Warming, eutrophication (nutrient fertilization) and brownification (increased loading of allochthonous organic matter) are three global trends impacting lake ecosystems. However, the independent and synergistic effects of resource addition and warming on autotrophic and heterotrophic microorganisms are largely unknown.  In this study, we investigate the independent and interactive effects of temperature, dissolved organic carbon (DOC, both allochthonous and autochthonous), and nitrogen (N) supply, in addition to the effect of spatial variables, on the composition, richness, and evenness of prokaryotic and eukaryotic microbial communities in lakes across elevation and N deposition gradients in the Sierra Nevada mountains of California, USA. We found that both prokaryotic and eukaryotic communities are structured by temperature, terrestrial (allochthonous) DOC and latitude. Prokaryotic communities are also influenced by total and aquatic (autochthonous) DOC, while eukaryotic communities are also structured by nitrate. Additionally, increasing N availability was associated with reduced richness of prokaryotic communities, and both lower richness and evenness of eukaryotes. We did not detect any synergistic or antagonistic effects as there were no interactions among temperature and resource variables. Together, our results suggest that (a) organic and inorganic resources, temperature, and geographic location (based on latitude and longitude) independently influence lake microbial communities; and (b) increasing N supply due to atmospheric N deposition may reduce richness of both prokaryotic and eukaryotic microbes, likely by reducing niche dimensionality.  Our study provides insight into abiotic processes structuring microbial communities across environmental gradients and their potential roles in material and energy fluxes within and between ecosystems.

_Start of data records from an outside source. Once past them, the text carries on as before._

Issue #361, opened 2023-12-29
[Bug] Text color on light GTK theme


1over137:
**Describe the bug**
Text color is unreadable on light theme. Tested with Adwaita and Arc themes, set using nwg-look. First image is light theme.
![20231229-182842](https://github.com/ErikReider/SwayNotificationCenter/assets/22680475/14d62dd9-fd0b-43fc-a9e5-4813db13d87d)
![20231229-182815](https://github.com/ErikReider/SwayNotificationCenter/assets/22680475/aa18e2cf-f398-41fe-8145-6898ac5d3f5f)

In addition, setting the text-color variable in the css does not change the color of the text "Notifications" or "Do not disturb".

**Desktop (please complete the following information):**
 - OS: Gentoo
 - Version: 0.9

PR #362, opened 2023-12-29
Fix text color on light theme

1over137:
#361
This applies to the changes I made to style.css to the default stylesheets, so that it would use @text-color for the color of the title text and control center text. Please test this before merging.


ErikReider (approved):
Thanks a ton! LGTM :)

PR #368, opened 2024-01-06
Fix mpris icon size when using app or default icon

abmantis:
set_from_gicon and set_from_icon_name receive a Gtk.IconSize enum value,
not an int, so we need to call set_pixel_size to set the proper size.


abmantis:
Closing in favor of #370

PR #370, opened 2024-01-06
Fix default mpris icon size

abmantis:
The widget was was using the .ui size instead of the user config
size in the following situations:

- there was no media player app
- the media player app icon was used
- the audio-x-generic-symbolic icon was used

This fix sets the default size for the album art icon according to the
user's config.

set_from_gicon and set_from_icon_name receive a Gtk.IconSize enum value,
not an int, so we need to call set_pixel_size to set the proper size.


src/controlCenter/widgets/mpris/mpris_player.vala
```diff
@@ -380,11 +381,11 @@ namespace SwayNotificationCenter.Widgets.Mpris {
                 icon = desktop_entry.get_icon ();
             }
             if (icon != null) {
-                album_art.set_from_gicon (icon, mpris_config.image_size);
+                album_art.set_from_gicon (icon, Gtk.IconSize.DIALOG);
```
ErikReider, line 384: These should be `Gtk.IconSize.INVALID`

ErikReider (changes requested):
Other than that, LGTM :)

ErikReider:
Could you also update the branch off of main?

src/controlCenter/widgets/mpris/mpris_player.vala
```diff
@@ -96,6 +96,7 @@ namespace SwayNotificationCenter.Widgets.Mpris {
                     update_buttons (source.media_player.metadata);
                 });
             });
+            album_art.set_pixel_size(mpris_config.image_size);
```
ErikReider, line 99: Oh wait, seems like the linter isn't happy about this line. Could you fix that?

ErikReider (changes requested):

src/controlCenter/widgets/mpris/mpris_player.vala
abmantis: Done. There are a lot of linter changes showing up, so I missed this one (I did not want to add unrelated line changes n this PR).
Maybe it would be nice to lint the whole project and do a single commit with that.

Issue #359, opened 2023-12-21
[Feature] Control center visibility class


AmirDahan:
**Is your feature request related to a problem? Please describe.**
It would be nice to have a visible/hidden class for when the notification center is open or visible.

**Describe the solution you'd like**
Addition of a visible/hidden class when opening/closing the notification center.
Addition of a visible/hidden class when a notification shows up (Outside the notification center).

**Additional context**
I want to add animations, So far i've added a slide in animation for notifications (Slide from top of screen to position)
But i also want to do this for the notification center, It is possible it it would only play once since there's no way (as far as i'm aware) to detect if the notification center is open or closed.

PR #371, opened 2024-01-08
Add control center visibility class

AmirDahan:
This addresses https://github.com/ErikReider/SwayNotificationCenter/issues/359

Animation demo: 

https://github.com/ErikReider/SwayNotificationCenter/assets/72354122/f80e42ce-3126-4a6e-b7d7-62e54cff4f4c

CSS used:
```
.control-center {
	margin-right: -400px;
	margin-left: 400px;
}

.open .control-center {
	transition: all 0.25s ease-out;
	margin: 0px;
}
```


ErikReider:
There should be a built-in css selector that does this? Not really sure though

AmirDahan:
There is ``:active``, But i don't think it works for this case as the whole window is hidden instead of just some widget.
I've tried doing something like this before but haven't gotten it working before.

ErikReider (approved):
LGTM! Thanks :)

PR #372, opened 2024-01-09
Fix brightness slider choppiness

AmirDahan:
Make setting the brightness function async to prevent stutter on some devices.

This probably doesn't happen on a lot of devices but i found it weird that it happens on one of my devices,
This pr should help resolve it.


src/controlCenter/widgets/backlight/backlightUtil.vala
```diff
@@ -77,7 +77,7 @@ namespace SwayNotificationCenter.Widgets {
             if (monitor != null) monitor.cancel ();
         }
 
-        public void set_brightness (float percent) {
+        public async void set_brightness (float percent) {
```
ErikReider, line 80: You have to change the call to the methods to include a `.begin` (`implicit .begin is deprecated`)

ErikReider (changes requested):

AmirDahan:
That should do it

AmirDahan:
Any updates on this?

PR #389, opened 2024-02-25
Allow running binaries without installing schemas

abmantis:
This allows using `meson devenv` to run the binaries without having to
install the schemas or manually setup XDG_DATA_PATH, which is usefull
during development.

`gnome.compile_schemas()` does not affect the installation, only `meson devenv`.

### DIFF
--- a/data/meson.build
+++ b/data/meson.build
@@ -4,6 +4,8 @@ install_data('org.erikreider.swaync.gschema.xml',
 
 subdir('icons')
 
+gnome.compile_schemas()
+
 compile_schemas = find_program('glib-compile-schemas', required: false)
 if compile_schemas.found()
   test('Validate schema file', compile_schemas,


data/meson.build
```diff
@@ -4,6 +4,8 @@ install_data('org.erikreider.swaync.gschema.xml',
 
 subdir('icons')
 
+gnome.compile_schemas()
```
ErikReider, line 7: Doesn't seem to update unless I remove the data dir in the compilation dir. Only works the first time I change the schema

Otherwise LGTM :)

ErikReider (changes requested):

data/meson.build
abmantis: That is true. I don't really know how to solve that, but I still think this is useful for development on a system without swaync installed (or on nix, where the schemas are isolated).

ErikReider: Might require something like this: https://mesonbuild.com/Reference-manual_functions.html#custom_target

PR #406, opened 2024-03-24
block signal handlers in toggle button when updating state

### LINKED ISSUE #405: [Bug] Toggle button calls toggle action when updating state
**Please read through the README and the Man pages before submitting**
**Please also make sure that there isn't any prior issue describing this bug**

**Describe the bug**
When the state of a toggle button is changed by the update command, the toggle action is called.

**To Reproduce**
Let's just imagine a WiFi toggle button, steps to reproduce the behavior:
1. Change the WiFi state using a command like 'rfkill' while the Control Center (CC) is closed.
2. Open CC
3. The CC attempts to synchronize the button state with the WiFi state.
4. Consequently, the CC executes the toggle action on the button as if the user had clicked it

**Expected behavior**
The expected behavior is for the toggle action to be blocked when updating the button state.

**Please provide logs if you're experiencing notification errors / bugs**
Logs are not relevant in this scenario.

**Screenshots**

**Desktop (please complete the following information):**
 Doesn't matter

**Additional context**
Based on my understanding of GTK, the toggle signal of the button should be blocked during state changes.

theRealCarneiro:
Properly blocking toggle signal when changing toggle button's state, to avoid calling the connected function 
Fixes #405

### DIFF
--- a/src/controlCenter/widgets/shared/toggleButton.vala
+++ b/src/controlCenter/widgets/shared/toggleButton.vala
@@ -32,13 +32,13 @@ namespace SwayNotificationCenter.Widgets {
               // remove trailing whitespaces
               Regex regex = new Regex ("\\s+$");
               string res = regex.replace (msg, msg.length, 0, "");
-			  GLib.SignalHandler.block(this, this.handler_id);
+              GLib.SignalHandler.block (this, this.handler_id);
               if (res.up () == "TRUE") {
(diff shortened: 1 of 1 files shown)


ErikReider (changes requested):
LGTM other than the linting complaints

ErikReider (approved):
Thanks! :)

PR #420, opened 2024-04-14
Fix invalid data types in `configSchema.json`

apostroll:
Fix two instances inside `configSchema.json` where the invalid data type `bool` is used, instead of `boolean`.


ErikReider (approved):
Thanks! :)

PR #426, opened 2024-05-13
add settings to center buttons-grid

rtgiskard:
buttonsGrid is using flowbox as the container, with default halign set
to FILL, for which users have to tweak the button size to make it really
fill the space or it will not be centered.

This adds options to make the buttonGrid centered properly

### DIFF
--- a/src/controlCenter/widgets/buttonsGrid/buttonsGrid.vala
+++ b/src/controlCenter/widgets/buttonsGrid/buttonsGrid.vala
@@ -15,26 +15,27 @@ namespace SwayNotificationCenter.Widgets {
         public ButtonsGrid (string suffix, SwayncDaemon swaync_daemon, NotiDaemon noti_daemon) {
             base (suffix, swaync_daemon, noti_daemon);
 
-            int column_min = 4;
-            int column_max = 7;
+            Gtk.FlowBox container = new Gtk.FlowBox ();
+            container.set_selection_mode (Gtk.SelectionMode.NONE);
+            pack_start (container, true, true, 0);
 
             Json.Object ? config = get_config (this);
             if (config != null) {
                 Json.Array a = get_prop_array (config, "actions");
                 if (a != null) actions = parse_actions (a);
 
-                int? col_min = get_prop<int> (config, "column-min");
-                if (col_min != null) column_min = col_min;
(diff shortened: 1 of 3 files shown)


src/controlCenter/widgets/buttonsGrid/buttonsGrid.vala
```diff
@@ -15,15 +15,27 @@ namespace SwayNotificationCenter.Widgets {
...
+                if (center != null && center)
+                    container.set_halign(Gtk.Align.CENTER);
+
+                int? col_min = get_prop<int> (config, "column-min");
+                if (col_min != null && col_min > 0)
+                    container.set_min_children_per_line(col_min);
+
+                int? col_max = get_prop<int> (config, "column-max");
+                if (col_max != null && col_max > 0)
+                    container.set_max_children_per_line(col_max);
```
ErikReider, line 37: The linter requires spaces between the function name and the parenthesis. Also, I'd prefer if you use brackets on small if-statments.

Not sure why GitHub isn't allowing me to run my GitHub Linting Actions…

ErikReider (changes requested):
Would be great if the column min/max wouldn't be needed, but that's sadly just how GTK works...

Not sure how one would fix this without needing those config properties. Any ideas?

rtgiskard:
> Would be great if the column min/max wouldn't be needed, but that's sadly just how GTK works...
> 
> Not sure how one would fix this without needing those config properties. Any ideas?

Anyway, 

> Would be great if the column min/max wouldn't be needed, but that's sadly just how GTK works...
> 
> Not sure how one would fix this without needing those config properties. Any ideas?

Maybe use some other container other than flowbox. Anyway, for flowbox, align to center seems to require `set_min_children_per_line()` to be set properly.

src/controlCenter/widgets/buttonsGrid/buttonsGrid.vala
rtgiskard: The vala dev settings on my laptop not seems to be stable enough, reformat with uncrustify, feel free to adjust the code on merge if you like ;)

ErikReider:
For future reference: Here's something that would work as a replacement https://gitlab.gnome.org/GNOME/libadwaita/-/merge_requests/219

PR #476, opened 2024-09-07
backlightUtil: attempt to write to sysfs directly before trying dbus

earboxer:


ErikReider:
Oh I totally missed this, sorry... Why is the DBus implementation not enough?

PR #485, opened 2024-10-18
Add a way to change No Notifications text

### LINKED ISSUE #450: [Feature] Custom "No Notifications" text
Hi, maybe it can be done and I haven't found how, but it would be nice to be able to write any text to the "No Notifications" section. This would help when localizing the text in the notification center. If there is such an option, please help me to customize the "No notifications" text. If such a feature is available, then sorry for the unnecessary request. Thanks in advance for reply. Wish you all the best!
изображение

S0nter:
Now "No Notifications" text can be changed with `"text-empty"` json config

Fixes #450

### DIFF
--- a/src/controlCenter/controlCenter.vala
+++ b/src/controlCenter/controlCenter.vala
@@ -4,6 +4,8 @@ namespace SwayNotificationCenter {
         [GtkChild]
         unowned Gtk.Box notifications_box;
         [GtkChild]
+        unowned Gtk.Label text_empty_label;
+        [GtkChild]
         unowned Gtk.Stack stack;
         [GtkChild]
         unowned Gtk.ScrolledWindow scrolled_window;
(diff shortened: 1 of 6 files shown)


src/controlCenter/controlCenter.vala
```diff
@@ -61,11 +63,13 @@ namespace SwayNotificationCenter {
...
             viewport.add (list_box);
 
+            text_empty_label.set_text (ConfigModel.instance.text_empty);
+
             if (swaync_daemon.use_layer_shell) {
                 if (!GtkLayerShell.is_supported ()) {
                     stderr.printf ("GTKLAYERSHELL IS NOT SUPPORTED!\n");
                     stderr.printf ("Swaync only works on Wayland!\n");
-                    stderr.printf ("If running waylans session, try running:\n");
+                    stderr.printf ("If running wayland session, try running:\n");
```
ErikReider, line 72: Good catch! :)

ErikReider (approved):
Thanks! :D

Between June and August 2015, thirty-four Sierra Nevada lakes containing fish were sampled across a 904 m elevation gradient (2433-3337 m), encompassing lakes in the montane (below 2450 m), subalpine (2450-2900 m) and alpine zones (2900 m and above). The lakes were also sampled across a latitudinal N deposition gradient spanning Yosemite National Park (YOSE), Inyo National Forest (INYO), and Sequoia National Park (SEKI). Latitude and Longitude data are provided in degrees and UTM, as well as Lake Chain Number (LCN), which indicates relative positioning of lakes connected by surface flow along a linear chain (ie. higher vs. lower in watershed) to account for connectivity between lakes sharing the same basin. The lakes encompassed a 10.2°C temperature gradient (8.7-18.9°C), 805.7 μM DOC gradient (68.8-874.5 μM) and 2.6 μM NO₃^- gradient (0.0044-2.6 μM). The lakes ranged 0.5–21 hectares in surface area and 1.8 to 40.8 m in depth. All lakes were oligotrophic (chl-a ≤ 3.33 µg l⁻¹) and have similar geologic and chemical characteristics as they are situated on granite and granodiorite bedrock.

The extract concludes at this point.